══ DATA FOR THIS TASK ══
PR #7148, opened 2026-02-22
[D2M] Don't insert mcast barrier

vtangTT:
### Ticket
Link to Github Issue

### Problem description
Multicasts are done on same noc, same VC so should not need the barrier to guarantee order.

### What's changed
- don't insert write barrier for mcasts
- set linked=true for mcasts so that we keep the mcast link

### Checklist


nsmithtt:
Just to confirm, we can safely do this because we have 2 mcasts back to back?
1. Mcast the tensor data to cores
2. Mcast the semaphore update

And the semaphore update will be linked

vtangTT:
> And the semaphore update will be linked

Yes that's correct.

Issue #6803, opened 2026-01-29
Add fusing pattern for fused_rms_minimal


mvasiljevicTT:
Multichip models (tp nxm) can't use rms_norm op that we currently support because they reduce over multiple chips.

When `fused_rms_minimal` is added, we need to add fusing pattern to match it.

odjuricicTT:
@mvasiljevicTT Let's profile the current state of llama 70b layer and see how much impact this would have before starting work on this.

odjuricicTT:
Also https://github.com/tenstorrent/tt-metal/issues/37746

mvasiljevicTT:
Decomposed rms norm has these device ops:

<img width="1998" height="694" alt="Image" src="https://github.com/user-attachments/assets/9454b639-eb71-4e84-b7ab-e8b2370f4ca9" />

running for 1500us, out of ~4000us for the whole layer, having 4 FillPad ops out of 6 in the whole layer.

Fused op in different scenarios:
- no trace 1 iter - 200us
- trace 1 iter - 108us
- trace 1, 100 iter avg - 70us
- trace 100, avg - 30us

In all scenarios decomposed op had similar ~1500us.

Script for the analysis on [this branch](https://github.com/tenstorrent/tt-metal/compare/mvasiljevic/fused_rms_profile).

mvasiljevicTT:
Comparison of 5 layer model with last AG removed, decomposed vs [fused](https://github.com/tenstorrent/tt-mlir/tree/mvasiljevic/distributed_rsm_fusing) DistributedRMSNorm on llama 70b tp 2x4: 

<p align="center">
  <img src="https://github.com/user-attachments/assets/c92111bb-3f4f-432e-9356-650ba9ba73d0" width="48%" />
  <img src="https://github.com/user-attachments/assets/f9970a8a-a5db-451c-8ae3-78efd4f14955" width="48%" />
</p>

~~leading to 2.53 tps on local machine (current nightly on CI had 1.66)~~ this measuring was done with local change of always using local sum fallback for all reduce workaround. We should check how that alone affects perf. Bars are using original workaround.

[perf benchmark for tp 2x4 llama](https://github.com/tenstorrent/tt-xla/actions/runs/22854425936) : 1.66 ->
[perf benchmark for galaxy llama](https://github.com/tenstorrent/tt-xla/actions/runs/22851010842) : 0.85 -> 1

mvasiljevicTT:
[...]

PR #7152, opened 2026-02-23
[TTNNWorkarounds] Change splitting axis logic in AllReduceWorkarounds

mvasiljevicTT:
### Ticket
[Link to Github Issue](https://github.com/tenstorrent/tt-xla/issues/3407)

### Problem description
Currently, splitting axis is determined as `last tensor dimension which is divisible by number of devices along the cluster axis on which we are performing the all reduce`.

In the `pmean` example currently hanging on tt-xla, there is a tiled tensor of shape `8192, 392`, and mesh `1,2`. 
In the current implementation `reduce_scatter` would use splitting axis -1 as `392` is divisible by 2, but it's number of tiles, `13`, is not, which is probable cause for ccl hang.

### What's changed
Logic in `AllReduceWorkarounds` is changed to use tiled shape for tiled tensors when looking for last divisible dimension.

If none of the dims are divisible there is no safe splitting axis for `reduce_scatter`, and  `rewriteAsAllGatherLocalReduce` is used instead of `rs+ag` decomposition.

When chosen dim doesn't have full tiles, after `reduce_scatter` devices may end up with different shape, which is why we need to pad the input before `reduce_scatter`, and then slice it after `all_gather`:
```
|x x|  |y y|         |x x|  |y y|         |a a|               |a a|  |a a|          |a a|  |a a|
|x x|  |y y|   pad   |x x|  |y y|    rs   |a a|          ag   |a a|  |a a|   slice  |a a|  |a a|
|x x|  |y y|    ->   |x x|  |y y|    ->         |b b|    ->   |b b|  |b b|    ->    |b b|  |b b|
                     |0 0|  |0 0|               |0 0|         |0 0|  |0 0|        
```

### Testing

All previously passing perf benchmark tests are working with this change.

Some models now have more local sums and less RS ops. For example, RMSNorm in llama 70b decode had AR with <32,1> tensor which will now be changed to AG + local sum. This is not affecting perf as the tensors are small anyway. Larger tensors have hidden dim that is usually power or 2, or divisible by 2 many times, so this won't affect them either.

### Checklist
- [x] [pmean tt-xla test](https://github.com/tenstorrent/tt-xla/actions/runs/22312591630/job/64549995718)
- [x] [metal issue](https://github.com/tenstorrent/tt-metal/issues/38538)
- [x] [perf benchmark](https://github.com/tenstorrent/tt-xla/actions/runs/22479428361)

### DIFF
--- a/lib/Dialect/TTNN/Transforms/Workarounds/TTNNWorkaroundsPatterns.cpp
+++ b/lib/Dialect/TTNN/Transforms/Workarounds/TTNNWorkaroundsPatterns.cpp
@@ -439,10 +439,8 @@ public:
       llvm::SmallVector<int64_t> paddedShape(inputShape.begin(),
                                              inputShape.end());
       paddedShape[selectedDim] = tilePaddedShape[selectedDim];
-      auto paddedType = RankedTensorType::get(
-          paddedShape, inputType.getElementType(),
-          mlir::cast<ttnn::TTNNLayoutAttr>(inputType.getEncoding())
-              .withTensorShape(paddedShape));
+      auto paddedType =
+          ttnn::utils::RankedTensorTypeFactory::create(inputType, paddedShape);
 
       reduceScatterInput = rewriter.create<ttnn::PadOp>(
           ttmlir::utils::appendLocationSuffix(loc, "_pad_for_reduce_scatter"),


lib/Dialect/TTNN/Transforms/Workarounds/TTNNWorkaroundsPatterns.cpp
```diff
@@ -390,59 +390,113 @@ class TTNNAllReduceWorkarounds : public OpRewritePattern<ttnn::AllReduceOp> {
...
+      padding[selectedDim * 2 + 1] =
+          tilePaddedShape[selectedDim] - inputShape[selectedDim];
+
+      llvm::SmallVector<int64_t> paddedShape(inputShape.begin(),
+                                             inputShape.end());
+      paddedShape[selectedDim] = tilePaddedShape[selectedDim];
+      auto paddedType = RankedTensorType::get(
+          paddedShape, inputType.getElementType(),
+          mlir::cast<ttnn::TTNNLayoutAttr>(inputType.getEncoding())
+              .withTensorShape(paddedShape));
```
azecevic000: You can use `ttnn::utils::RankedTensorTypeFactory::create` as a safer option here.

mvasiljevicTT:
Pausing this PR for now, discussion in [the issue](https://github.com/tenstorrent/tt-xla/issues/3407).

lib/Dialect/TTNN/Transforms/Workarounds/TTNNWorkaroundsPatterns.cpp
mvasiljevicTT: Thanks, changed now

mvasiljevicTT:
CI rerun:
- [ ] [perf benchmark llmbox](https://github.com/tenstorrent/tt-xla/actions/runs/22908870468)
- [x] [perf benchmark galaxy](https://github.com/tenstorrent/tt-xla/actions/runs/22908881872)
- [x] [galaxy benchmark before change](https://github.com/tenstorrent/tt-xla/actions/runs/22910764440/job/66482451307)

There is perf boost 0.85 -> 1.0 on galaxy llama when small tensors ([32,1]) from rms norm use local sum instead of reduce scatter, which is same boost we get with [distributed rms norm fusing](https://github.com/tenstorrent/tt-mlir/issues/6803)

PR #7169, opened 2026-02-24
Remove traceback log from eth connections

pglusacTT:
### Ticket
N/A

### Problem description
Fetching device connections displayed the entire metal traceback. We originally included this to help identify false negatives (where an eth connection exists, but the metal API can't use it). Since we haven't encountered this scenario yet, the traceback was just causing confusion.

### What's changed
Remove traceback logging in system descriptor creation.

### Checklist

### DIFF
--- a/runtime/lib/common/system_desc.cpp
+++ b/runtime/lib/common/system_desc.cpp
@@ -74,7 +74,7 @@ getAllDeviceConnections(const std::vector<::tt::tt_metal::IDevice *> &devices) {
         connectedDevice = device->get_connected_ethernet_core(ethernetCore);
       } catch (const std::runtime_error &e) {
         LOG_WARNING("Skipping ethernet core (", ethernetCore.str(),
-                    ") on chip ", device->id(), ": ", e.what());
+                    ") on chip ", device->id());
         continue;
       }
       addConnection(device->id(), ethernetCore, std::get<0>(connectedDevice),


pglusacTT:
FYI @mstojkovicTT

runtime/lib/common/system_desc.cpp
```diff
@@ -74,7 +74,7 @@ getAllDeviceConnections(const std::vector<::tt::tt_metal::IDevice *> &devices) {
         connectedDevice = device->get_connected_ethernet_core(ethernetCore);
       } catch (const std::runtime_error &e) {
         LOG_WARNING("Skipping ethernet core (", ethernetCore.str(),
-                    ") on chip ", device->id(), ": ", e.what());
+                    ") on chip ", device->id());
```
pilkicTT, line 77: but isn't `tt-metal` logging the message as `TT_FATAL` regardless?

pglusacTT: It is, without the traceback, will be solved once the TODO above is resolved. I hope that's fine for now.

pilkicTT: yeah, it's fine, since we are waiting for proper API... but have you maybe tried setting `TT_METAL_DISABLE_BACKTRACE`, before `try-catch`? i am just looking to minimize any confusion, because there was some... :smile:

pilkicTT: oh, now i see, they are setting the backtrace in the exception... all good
═══
**AIM OF THE TASK**
Copy out all the lines of the records that include "instead".

**SOLUTION TO THIS PROBLEM**
If none of the dims are divisible there is no safe splitting axis for `reduce_scatter`, and  `rewriteAsAllGatherLocalReduce` is used instead of `rs+ag` decomposition.
There is perf boost 0.85 -> 1.0 on galaxy llama when small tensors ([32,1]) from rms norm use local sum instead of reduce scatter, which is same boost we get with [distributed rms norm fusing](https://github.com/tenstorrent/tt-mlir/issues/6803)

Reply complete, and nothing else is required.